*Problem description*
What's needed is a full, exact retyping of the records.

Saved data entries

PR #199, opened 2022-10-21
MNT Rename skops.io.save to skops.io.dump

BenjaminBossan:
As discussed in #182.

Also added a small snippet to docs about using `dumps` and `loads`.

### DIFF
--- a/docs/persistence.rst
+++ b/docs/persistence.rst
@@ -30,27 +30,32 @@ the `Python docs
     code during unpickling. Never unpickle data that could have come from an
     untrusted source, or that could have been tampered with.
 
-In contrast to ``pickle``, the :func:`skops.io.save` and :func:`skops.io.load`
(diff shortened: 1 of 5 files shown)


BenjaminBossan:

I grep'ed through the repo, so hopefully I didn't miss any uses of `save`. However, there are probably examples outside this repo that use `save`, maybe @merveenoyan could confirm? Those would break right now. We could leave a vestige `save = dump` but I'd rather only have one way before the release. WDYT?

(re codecov, maybe I'm using it wrong but I just don't see where the -0.01% come from)

adrinjalali (approved):
The codecov trigger is because we're removing a previously covered line here, therefore the coverage percentage goes down, I think

LGTM.

BenjaminBossan:
> The codecov trigger is because we're removing a previously covered line here, therefore the coverage percentage goes down, I think

Ah okay, now I get it, still debatable if this should count as a failure.

PR #200, opened 2022-10-21
Refactor: get_instance method saved in state

### LINKED ISSUE #197: Refactor get_instance functions to not use dispatch
This is more of a reminder for myself after discussion with Adrin.

Currently, during the dispatch of the `get_instance` functions, the class stored in the `state` is being loaded to determine which function to dispatch to. This is bad because module loading can be dangerous. We will add auditing but this is intended to be on the level of `get_instance` itself, not for the dispatch mechanism.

*Answer for this exercise*
PR #199, opened 2022-10-21
MNT Rename skops.io.save to skops.io.dump

BenjaminBossan:
As discussed in #182.

Also added a small snippet to docs about using `dumps` and `loads`.

### DIFF
--- a/docs/persistence.rst
+++ b/docs/persistence.rst
@@ -30,27 +30,32 @@ the `Python docs
     code during unpickling. Never unpickle data that could have come from an
     untrusted source, or that could have been tampered with.
 
-In contrast to ``pickle``, the :func:`skops.io.save` and :func:`skops.io.load`
(diff shortened: 1 of 5 files shown)


BenjaminBossan:

I grep'ed through the repo, so hopefully I didn't miss any uses of `save`. However, there are probably examples outside this repo that use `save`, maybe @merveenoyan could confirm? Those would break right now. We could leave a vestige `save = dump` but I'd rather only have one way before the release. WDYT?

(re codecov, maybe I'm using it wrong but I just don't see where the -0.01% come from)

adrinjalali (approved):
The codecov trigger is because we're removing a previously covered line here, therefore the coverage percentage goes down, I think

LGTM.

BenjaminBossan:
> The codecov trigger is because we're removing a previously covered line here, therefore the coverage percentage goes down, I think

Ah okay, now I get it, still debatable if this should count as a failure.

PR #200, opened 2022-10-21
Refactor: get_instance method saved in state

### LINKED ISSUE #197: Refactor get_instance functions to not use dispatch
This is more of a reminder for myself after discussion with Adrin.

Currently, during the dispatch of the `get_instance` functions, the class stored in the `state` is being loaded to determine which function to dispatch to. This is bad because module loading can be dangerous. We will add auditing but this is intended to be on the level of `get_instance` itself, not for the dispatch mechanism.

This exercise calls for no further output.